• [Exercise prompt]
Write out the data below exactly, from its first line to the line containing "This PR sets", that line included.

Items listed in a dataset
-----
PR #174, opened 2020-10-15
AUD-1738 Use Maisha API

balderdash:
Fixes: https://auderenow.atlassian.net/browse/AUD-1738

This PR sets up the connection to the Maisha API server.

`transport/maisha.ts` defines simple wrappers around their endpoints with properly typed parameters and responses. It also handles saving and re-sending the authorization token you get when you sign in.

`transport/maishDatastore.ts` uses the class above to implement a `DataStore`, which provides all the functions expected by the rest of the UI code. It handles the translation between the `Task` and `Claim` objects used throughout the codebase and the `care_pathway_instance` objects we get back from maisha.

**Reviewer should merge**
* No


src/Components/ListItem.tsx
```diff
@@ -33,7 +32,7 @@ export class ListItem extends React.Component<{
           </span>
         </div>
         <div>
-          {"Total Reimbursement: " + dataStore.formatCurrency(claimsTotal)}
+          {"Total Reimbursement: " + formatCurrency(claimsTotal)}
```
yrichard, line 35: I don't see where this function is imported from.

src/transport/maishaDatastore.ts
```diff
@@ -0,0 +1,373 @@
...
+          this.authStateChangedCallbacks.map(cb => cb(false));
+        }
+        try {
+        } catch {}
+      })();
+    }
+  }
+
+  async login({ username, password }: { username: string; password: string }) {
+    const res = await fetch(this.endpointRoot + "/users/sign_in", {
```
yrichard, line 63: We don't support IE, right? fetch isn't implemented there.

src/transport/maishaDatastore.ts
```diff
@@ -0,0 +1,373 @@
...
+    newState: TaskState,
+    notes: string,
+    payment?: PaymentRecord
+  ): Promise<void> {
+    if (tasks.length === 0) {
+      return;
+    }
+    const entries = tasks.map(task => task.entries).flat();
+    const reviewedEntries = reviewedTasks.map(task => task.entries).flat();
+    const flaggedEntries = flaggedTasks.map(task => task.entries).flat();
```
yrichard, line 109: not a biggie but I would have just made copies of entries, either using slice() either using [...entries]

src/transport/maishaDatastore.ts
```diff
@@ -0,0 +1,373 @@
...
+    reviewedTasks: Task[],
+    flaggedTasks: Task[],
+    newState: TaskState,
+    notes: string,
+    payment?: PaymentRecord
+  ): Promise<void> {
+    if (tasks.length === 0) {
+      return;
+    }
+    const entries = tasks.map(task => task.entries).flat();
```
yrichard, line 107: why not adding .map(entry => entry.claimID) since that's what you need?

src/transport/maishaDatastore.ts
```diff
@@ -0,0 +1,373 @@
...
+      paidStatus,
+    };
+  }
+
+  async loadTasks(taskState?: TaskState): Promise<Task[]> {
+    const claimFilters = this.getClaimQuery(taskState);
+    const { facilities } = await this.maishaApi.facilities();
+    return (
+      await Promise.all(
+        facilities.map(async facility => {
```
yrichard, line 278: This is going to be potentially expensive, how many of those can potentially run in parallel?

src/transport/maisha.ts
```diff
@@ -0,0 +1,253 @@
...
+      "POST",
+      body
+    );
+  }
+
+  async facilities(): Promise<{ facilities: MaishaFacility[] }> {
+    return await this.fetchWithToken("/facilities?loyalty_enabled=true");
+  }
+
+  async carePathwayInstances(
```
yrichard, line 176: maybe "fetchCarePathwayInstances" or "searchCarePathwayInstances" ? I feel it's better naming to be explicit about what action a function does. So maybe the same for "facilities", "loyaltyPayment" etc...

src/transport/maishaDatastore.ts
yrichard: I'm not going to block on this, because it would probably require a new API from Maisha, but maybe add a TODO or a note about perf.

src/transport/maishaDatastore.ts
```diff
@@ -0,0 +1,373 @@
...
+  ClaimEntry,
+  PaymentRecord,
+  Site,
+  Task,
+  TaskState,
+  UserRole,
+} from "../sharedtypes";
+import { DataStore, Flag } from "./baseDatastore";
+
+import moment from "moment";
```
yrichard, line 19: I didn't see the moment api in the package.json. Are you sure it's not globally added to your environment?

yrichard (approved):
Looks good overall, just one missing import and a few nits that could probably wait.

src/transport/baseDatastore.ts
```diff
@@ -0,0 +1,166 @@
...
+
+  abstract loadFlags(tasks: Task[]): Promise<{ [taskId: string]: Flag[] }>;
+
+  abstract setClaimNotes(
+    task: Task,
+    claimIndex: number,
+    notes: string
+  ): Promise<void>;
+
+  // Optional Methods with no-op default implementations
```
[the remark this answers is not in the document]
balderdash: They were for features Maisha didn't need, some of the corresponding UI elements just don't show up if these methods don't return anything and others are getting hidden explicitly.

src/transport/maishaDatastore.ts
balderdash: That's right.

src/transport/maishaDatastore.ts
balderdash: This is actually what I'm working on now, they delivered the necessary API last night.

src/transport/maishaDatastore.ts
balderdash: Looks like it was indirectly required by another package, I added the direct dependency.

PR #176, opened 2020-10-15
AUD-1829 Bump react-scripts version, fix some scrolling and react-router issues

balderdash:
Fixes https://auderenow.atlassian.net/browse/AUD-1829

Upgraded react-scripts to get optional chaining support in typescript, some CSS fixes to avoid having 3 nested divs each with their own vertical scrollbars, and fixing a bug with routing to the admin tab.

Most of then lines changed are just `yarn.lock` changes from the react-scripts upgrade.

**Reviewer should merge**

* No

### DIFF
--- a/src/Screens/AuditorPanel.tsx
+++ b/src/Screens/AuditorPanel.tsx
@@ -234,7 +234,7 @@ export class AuditorDetails extends React.Component<
     }
 
     return (
-      <LabelWrapper key={JSON.stringify(entry + "_" + index)}>
+      <LabelWrapper key={JSON.stringify("entry_" + index)} disableScroll={true}>
         <div className="mainview_padded">
           <div className="mainview_row">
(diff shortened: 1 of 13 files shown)


src/Screens/AuditorPanel.tsx
```diff
@@ -234,7 +234,7 @@ export class AuditorDetails extends React.Component<
     }
 
     return (
-      <LabelWrapper key={JSON.stringify(entry + "_" + index)}>
+      <LabelWrapper key={JSON.stringify("entry_" + index)} disableScroll={true}>
```
yrichard, line 237: using index isn't the best, as it might lead to some error. I'm not familiar with this UI, so it might not be a problem but if you have access to the patient ID, use that instead.

yrichard (approved):

PR #187, opened 2020-10-16
AUD-1736 Hide some buttons that don't work

balderdash:

The Maisha API doesn't support everything that was in the firebase version, so these buttons don't work. Hide them.

**Reviewer should merge**
* No


jcmorrow (approved):
Looks nice and hidden ⬛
-----
• [Output for this task]
PR #174, opened 2020-10-15
AUD-1738 Use Maisha API

balderdash:
Fixes: https://auderenow.atlassian.net/browse/AUD-1738

This PR sets up the connection to the Maisha API server.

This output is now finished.